The 70-year-old served on the fund-raising committee that played a huge role in helping to raise the £5.25 capital fund required to build the 15-bed hospice, which opened in Wildwood Drive, Worcester, in 2006.
Much of the fund-raising she has done has come through events held in the scenic gardens at her home, Birtsmorton Court, near Malvern.
As well as St Richard’s Hospice she has held countless fundraisers for causes including Cancer Research UK and Macmillan Cancer Support, while she has been involved in the National Garden Scheme for almost 40 years, raising more than £10,000 for good causes through that alone.
Mrs Dawes said: “I am very lucky to have been singled out for special attention because I am just one of the very many people out there who do so much for the community and for charity.”
Martin Burton, aged 71, also from Malvern, received an MBE for services to the charity sector.
A former superintendent in the West Midlands Police, for the last 20 years
he has been chairman of the Birmingham Lord Mayor’s charity.
He also started the annual Megaquiz in Birmingham, and served as vicepresident of Cancer Research based at Birmingham University, raising £5 million for the Crab Appeal.
He is a past president of Malvern Rotary and was chairman of the committee organising the Jubilee celebrations in the town last summer.
Evesham’s Olympic rower Alex Gregory received an MBE for services to rowing.
The former Prince Henry’s High School pupil and Evesham Rowing Club member got a gold medal in London 2012 in the coxless four event.
Andrew Harris, aged 68, from Droitwich, got his MBE for charitable services and for services to the community in Bromsgrove.

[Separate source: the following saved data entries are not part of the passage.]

PR #11878, opened 2020-05-19
Adjust length of some strncpy() calls

romen:
This fixes warnings detected by `-Wstringop-truncation`.

### DIFF
--- a/crypto/LPdir_unix.c
+++ b/crypto/LPdir_unix.c
@@ -121,7 +121,7 @@ const char *LP_find_file(LP_DIR_CTX **ctx, const char *directory)
 
 #ifdef __VMS
     strncpy((*ctx)->previous_entry_name, (*ctx)->entry_name,
-            sizeof((*ctx)->previous_entry_name) - 1);
+            sizeof((*ctx)->previous_entry_name));
 
  again:
 #endif
--- a/crypto/LPdir_unix.c
+++ b/crypto/LPdir_unix.c
@@ -121,7 +121,7 @@ const char *LP_find_file(LP_DIR_CTX **ctx, const char *directory)
 
 #ifdef __VMS
     strncpy((*ctx)->previous_entry_name, (*ctx)->entry_name,
-            sizeof((*ctx)->previous_entry_name));
+            sizeof((*ctx)->previous_entry_name) - 1);
 
  again:
 #endif
--- a/crypto/x509/v3_alt.c
+++ b/crypto/x509/v3_alt.c
@@ -128,7 +128,7 @@ STACK_OF(CONF_VALUE) *i2v_GENERAL_NAME(X509V3_EXT_METHOD *method,
                 BIO_snprintf(othername, sizeof(othername), "othername: %s:",
                              oline);
             else
-                strncpy(othername, "othername:", sizeof(othername) - 1);
+                OPENSSL_strlcpy(othername, "othername:", sizeof(othername));
 
             /* check if the value is something printable */
             if (gen->d.otherName->value->type == V_ASN1_IA5STRING) {
--- a/crypto/x509/v3_alt.c
+++ b/crypto/x509/v3_alt.c
@@ -128,7 +128,7 @@ STACK_OF(CONF_VALUE) *i2v_GENERAL_NAME(X509V3_EXT_METHOD *method,
                 BIO_snprintf(othername, sizeof(othername), "othername: %s:",
                              oline);
             else
-                strncpy(othername, "othername:", sizeof(othername));
+                strncpy(othername, "othername:", sizeof(othername) - 1);
 
             /* check if the value is something printable */
             if (gen->d.otherName->value->type == V_ASN1_IA5STRING) {
--- a/providers/implementations/signature/rsa.c
+++ b/providers/implementations/signature/rsa.c
@@ -336,9 +336,20 @@ static int rsa_signature_init(void *vprsactx, void *vrsa, int operation)
                     return 0;
                 }
 
-                strncpy(prsactx->mdname, mdname, sizeof(prsactx->mdname) - 1);
-                strncpy(prsactx->mgf1_mdname, mgf1mdname,
-                        sizeof(prsactx->mgf1_mdname) - 1);
+                if (OPENSSL_strlcpy(prsactx->mdname, mdname,
+                                    sizeof(prsactx->mdname))
+                        >= sizeof(prsactx->mdname)) {
+                    ERR_raise_data(ERR_LIB_PROV, PROV_R_INVALID_DIGEST,
+                                   "hash algorithm name too long");
+                    return 0;
+                }
+                if (OPENSSL_strlcpy(prsactx->mgf1_mdname, mgf1mdname,
+                                sizeof(prsactx->mgf1_mdname))
+                        >= sizeof(prsactx->mgf1_mdname)) {
+                    ERR_raise_data(ERR_LIB_PROV, PROV_R_INVALID_DIGEST,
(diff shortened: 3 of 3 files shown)


crypto/LPdir_unix.c
```diff
@@ -121,7 +121,7 @@ const char *LP_find_file(LP_DIR_CTX **ctx, const char *directory)
 
 #ifdef __VMS
     strncpy((*ctx)->previous_entry_name, (*ctx)->entry_name,
-            sizeof((*ctx)->previous_entry_name));
+            sizeof((*ctx)->previous_entry_name) - 1);
```
romen, line 124: This one was detected by `grep`ping for `strncpy` usage combined with `sizeof`, and I cannot test compilation on VMS.

romen: If accepted, this change would also apply to `1.1.1`, the others are `master`-specific.

I would open a separate PR for this.

kroeckx: This change actually looks wrong, the old code was correct. Both previous_entry_name and entry_name are the same size.

crypto/x509/v3_alt.c
```diff
@@ -128,7 +128,7 @@ STACK_OF(CONF_VALUE) *i2v_GENERAL_NAME(X509V3_EXT_METHOD *method,
                 BIO_snprintf(othername, sizeof(othername), "othername: %s:",
                              oline);
             else
-                strncpy(othername, "othername:", sizeof(othername));
+                strncpy(othername, "othername:", sizeof(othername) - 1);
```
kroeckx, line 131: Since it's: char othername[300], this doesn't seem to fix anything. But if you want to fix something, you would need to make sure it's actually NUL terminated.

romen: `strncpy` [should](https://en.cppreference.com/w/c/string/byte/strncpy)

> Zeroes out the rest of the destination buffer

so there shouldn't be a need to explicitly NUL-terminate it.

Or am I missing your point about it?

---

I can see how there is no real risk of exceeding 300 when copying the shorter `"othername:"`, but conceptually shouldn't we just avoid the anti-pattern `strncpy(dst_buf, src_buf, sizeof(dst_buf))` as error prone?

providers/implementations/signature/rsa.c
```diff
@@ -336,9 +336,9 @@ static int rsa_signature_init(void *vprsactx, void *vrsa, int operation)
                     return 0;
                 }
 
-                strncpy(prsactx->mdname, mdname, sizeof(prsactx->mdname));
+                strncpy(prsactx->mdname, mdname, sizeof(prsactx->mdname) - 1);
                 strncpy(prsactx->mgf1_mdname, mgf1mdname,
-                        sizeof(prsactx->mgf1_mdname));
+                        sizeof(prsactx->mgf1_mdname) - 1);
                 prsactx->saltlen = min_saltlen;
```
kroeckx, line 342: This seems to be a change that in practice doesn't actually fix anything. mdname seems to be OSSL_MAX_NAME_SIZE, 50, and the longest we're going to put into currently looks like it's going to be 12+1.

If you want to future proof this, I think we need to check that it actually fits in it, and that if it's too small generate an error. If we don't mind truncation, I suggest you just replace strncpy by OPENSSL_strlcpy() and keep the size.

crypto/x509/v3_alt.c
kroeckx: The point is, if you use sizeof()-1, you don't actually zero terminate it if your source string was >= sizeof()-1. You should make sure it's terminated by writing the '\0' to [sizeof()-1], because you didn't write anything to that. Or you could just use strlcpy().

crypto/LPdir_unix.c
romen: ok, reverting!

Thanks for the feedback @kroeckx I was indeed quite misguided working on this the way I approached it!

crypto/x509/v3_alt.c
romen: Right! Thanks for the feedback!

crypto/LPdir_unix.c
bernd-edlinger: but you did not push the revert?

bernd-edlinger:
@romen we have a better function for that purpose:
OPENSSL_strlcpy
I use it whenever these warnings turn up,
It guarantees the zero-termination and avoids the pitfalls.

But it is nice that someone other than me jumps in and
fixes those warnings.

crypto/LPdir_unix.c
romen: > but you did not push the revert?
> but you did not push the revert?

Yeah, I got lost while trying to figure out why I was seeing other failures, before realizing that those are happening for me even before these changes!

Pushed now a fixup commit, changes to this file are dropped.

crypto/x509/v3_alt.c
romen: In the latest fixup commit I just replaced `strncpy()` with `OPENSSL_strlcpy()`, I am not checking the returned length as it seems like we were already ok with truncating it here.

providers/implementations/signature/rsa.c
romen: For these ones I am using `OPENSSL_strlcpy()` and raising an error if truncation happens.

providers/implementations/signature/rsa.c
```diff
@@ -336,9 +336,20 @@ static int rsa_signature_init(void *vprsactx, void *vrsa, int operation)
                     return 0;
                 }
 
-                strncpy(prsactx->mdname, mdname, sizeof(prsactx->mdname));
-                strncpy(prsactx->mgf1_mdname, mgf1mdname,
-                        sizeof(prsactx->mgf1_mdname));
+                if (OPENSSL_strlcpy(prsactx->mdname, mdname,
+                                    sizeof(prsactx->mdname))
+                        >= sizeof(prsactx->mdname)) {
```
romen, line 341: I am unsure about how to split the line in this `if`, is the current solution acceptable or do you have a better recommendation?

bernd-edlinger: Hmm. I ususally tend to indent only lines beginning with || and && by another 4 spaces,
otherwise this looks like
if (a
    op b)
so if a is this rather long strcpy I would not indent the >= by 4 spaces.
But it is sometimes better not to do too much in the if-expression.
That is a general remark, there are much more complicated expressions,
which have no reason for being in an if construct

bernd-edlinger: one semantic difference between strncpy and our OPENSSL_strlcpy is,
that strncpy does not need a zero-termination in the input, while strlcpy
does need it (but only for the return value)

romen: I went ahead and reformatted it using an auxiliary `size_t` variable to store the result of `OPENSSL_strlcpy()` which then I compare with the size of the buffer.

Seems cleaner now, what do you think?

bernd-edlinger: Yeah, I like it better too.

romen:
I noticed that in `providers/implementation/signature/rsa.c` there were already other uses of `OPENSSL_strlcpy()` but we weren't checking for truncation.

With https://github.com/openssl/openssl/pull/11878/commits/aaa9c622f2af6ffd8e2fe3d093f797cf4a7933b3 I tried to address that.

romen:
@bernd-edlinger @kroeckx would you be available to review this again after the last commits?

romen:
Merged to `master` as 2de64666a07cccf8477e6483de62ae31f463df64

Thanks all for the feedback, the process definitely had a very good impact on my initial submission! ;)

The non-executive chairman of LG Harris and Co was involved for some years with the Avoncroft Museum of Buildings, and has been a long-time supporter of the Bromsgrove Music Festival.
He is currently a trustee of the Norton Collection Museum Trust, and is actively involved in the campaign to have the museum housing the collection in Bromsgrove reopened.
Helping save lives for the last seven years is what got Paul Gittins his MBE.
The 65-year-old, who spent 35 years as a retained firefighter in his home
town of Bewdley, has helped thousands of people since first volunteering as a community first responder in 2005. So far this year he has been out to 521 incidents.
As a Bewdley town councillor for the last 19 years he has also served as the town’s Mayor twice, and volunteered for a number of bodies including the Royal British Legion, the civic society and the carnival committee and works at Age UK as a supervisor.
Thelma Roll, aged 86, from Stoke Prior, near Bromsgrove, gets her MBE for services to the community in Stoke Prior.
Mrs Roll served as a member of the parish council for more than 30 years, including eight as chairman and is still a member of the village’s residents’ association.
Among her achievements have been saving the post office, the doctors’ surgery and the village hall. She is also an active church member in the choir.
Graham Houghton, West Side neighbourhood watch link co-ordinator in St John’s, Worcester, was awarded the British Empire Medal for his services to
The 59-year-old has held the role for 29 years and in that time has built up the branch to include 98 coordinators.
He said: “If I can stop someone being burgled I will do.”
Carl Jones, local policing sergeant for St John’s, said he was delighted to hear of Mr Houghton’s honour.
“He is a dedicated and enthusiastic Neighbourhood Watch co-ordinator,” he said. “This is a well deserved award.”